As touched on above, the par five finishing hole is tough enough but the finish here isn’t too demanding. The par five 14th was the easiest hole on the course last year, the par four 15th ranked the fourth hardest but holes 16 and 17 ranked 15th and 16th hardest so it’s possible to pick up a few shots coming in.
World number 17, Matt Kuchar, heads the market after a pair of a fast finishing Sundays at Augusta and Hilton Head. After a back door fourth place in the US Masters, Kuchar fired by far the best round of the day on Sunday at the RBC Heritage to finish tied for 11th.
Without a win in three years and with only reasonable course form figures reading 13-22-4-15-42, and with a propensity to give up a winning chance, he makes no appeal before the off.
Defending champion, Charley Hoffman, had a superb record here even before he won 12 months ago but he makes less appeal than Kuchar after his horrendous collapse at Augusta and his missed cut at Hilton Head last week. He went from challenging for the title to falling outside the top-20 at the US Masters so it was no surprise to see him shoot a lacklustre pair of 73s to miss out on weekend employment last week and he’ll do very well to lift himself to defend here.
Brooks Koepka‘s form fell off a cliff after he won in Japan in November and he missed four of six cuts before he found something at the WGC – Match Play at the end of March and he played really well at Augusta, where he eventually finished 11th.
This is Brooks’ third appearance at the course and his two previous efforts haven’t been impressive. He finished 36th on debut in 2014 but missed the cut last year and he looks too short to me – as he so often does.
In what’s a very open heat, a case for favouritism could be argued for many but the one I think should head the market is five time PGA Tour winner and Ryder Cupper, Ryan Moore, and I thought he was a cracking price with the Sportsbook at 28/1.

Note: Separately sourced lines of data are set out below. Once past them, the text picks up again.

Issue #5338, opened 2023-01-19
Remove infix `rem` and `mod` expressions


JonathanStarup:
This program does not parse. It seems to be an issue whenever a `def` precedes a `mod` declaration (because its parsed as the `mod` operator).
```scala
def f(): Unit = ???
mod Inner {
    pub def f(): Unit = ???
}
```
Will this be the final drop that makes us require `{...}` for multiline defs?

magnus-madsen:
No, rather I think its the death of `mod` and `rem` as keywords. Why do they get special treatment? They are so rarely used. And they are just functions.

JonathanStarup:
Then they're also findable in Api and can have doc comments

magnus-madsen:
And auto complete and work on pipelines

magnus-madsen:
- [ ] Remove support for infix `rem` and `mod` expressions.
- [ ] Instead, add library functions for them.
- [ ] Refactor tests etc.

magnus-madsen:
@stephentetley Thanks Stephen

magnus-madsen:
@stephentetley I think this solved now?

Are there other expressions we should consider "demoting" to "just" functions?

stephentetley:
It's solved in the compiler - will the VsCode extension have them as keywords?

magnus-madsen:
> It's solved in the compiler - will the VsCode extension have them as keywords?

Apparently they were never keywords to begin with.

PR #5367, opened 2023-01-25
refactor: change rem and mod to functions (issue #5338)

stephentetley:
__Work in Progress__ 

I think I've done most of the work to change `rem` and `mod` to functions rather than operators, unfortunately this makes a mess of the `coreLibrary` list in Flix.scala, what should we do about bringing in extra modules into `coreLibrary` ?


magnus-madsen:
> I think I've done most of the work to change rem and mod to functions rather than operators, unfortunately this makes a mess of the coreLibrary list in Flix.scala, what should we do about bringing in extra modules into coreLibrary ?

Can we keep them out and just modify those tests that depend on them to use a larger version of the library?

stephentetley:
All tests compiled with `Options.TestWithLibMin` or `DefaultOptions` are failing so that 's quite a lot.

The only "outside" function that the current coreLibrary needs is Int64.mod used by `Thread.flix` - what about either defining a local version in that module or adding an "Internal/Boot.flix" module to `coreLibrary` with `int64Mod` and then both `Thread.flix` and `Int64.flix` can reference that?

By convention only standard lib code should use "Internal/Boot.flix" functions directly.

magnus-madsen:
> The only "outside" function that the current coreLibrary needs is Int64.mod used by Thread.flix - what about either defining a local version in that module or adding an "Internal/Boot.flix" module to coreLibrary with int64Mod and then both Thread.flix and Int64.flix can reference that?

I think we can just use the intrinsic there. $INT64_MOD` or whatever.

stephentetley:
I've changed the nanosecond calculation in `Thread.flix` to this - I hope its right due to the `>0` guard.

> let ns: Int32 = if (nsTotal > 0i64) intValue(valueOf($INT64_REM$(nsTotal, 1_000_000i64))) else 0;

I think the code should now be ready for review...

As far as I could tell, the `mod` and `rem` operators were pretty "shallow" within the compiler code and only appeared in `Parser.scala` and `Weeder.scala` where they have been eliminated.

The `mod` and `rem` operator tests originally in `Test.Exp.Binary.Arithmetic.flix` have been transplanted into the respective `TestIntX.flix` modules. Generally I've quotes to use the function versions of `mod` and `rem` as infix. Occasionally in functions like `logicalRightShift` I've used them with normal function application as they were in expressions with other infix operations.

magnus-madsen:
Thanks!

Moore’s form slumped a little after his playoff defeat to Rory McIlroy at the Tour Championship but if his first career top-10 at Augusta last time out is anything to go by, the 34-year-old world number 28 looks ready to go in again.
This is Moore’s second appearance at TPC San Antonio and he did okay on debut – finishing eighth back in 2012. He’s never won in Texas but he lost a playoff at the Byron Nelson Classic to Adam Scott in 2008, so it’s a state he’s played well in before.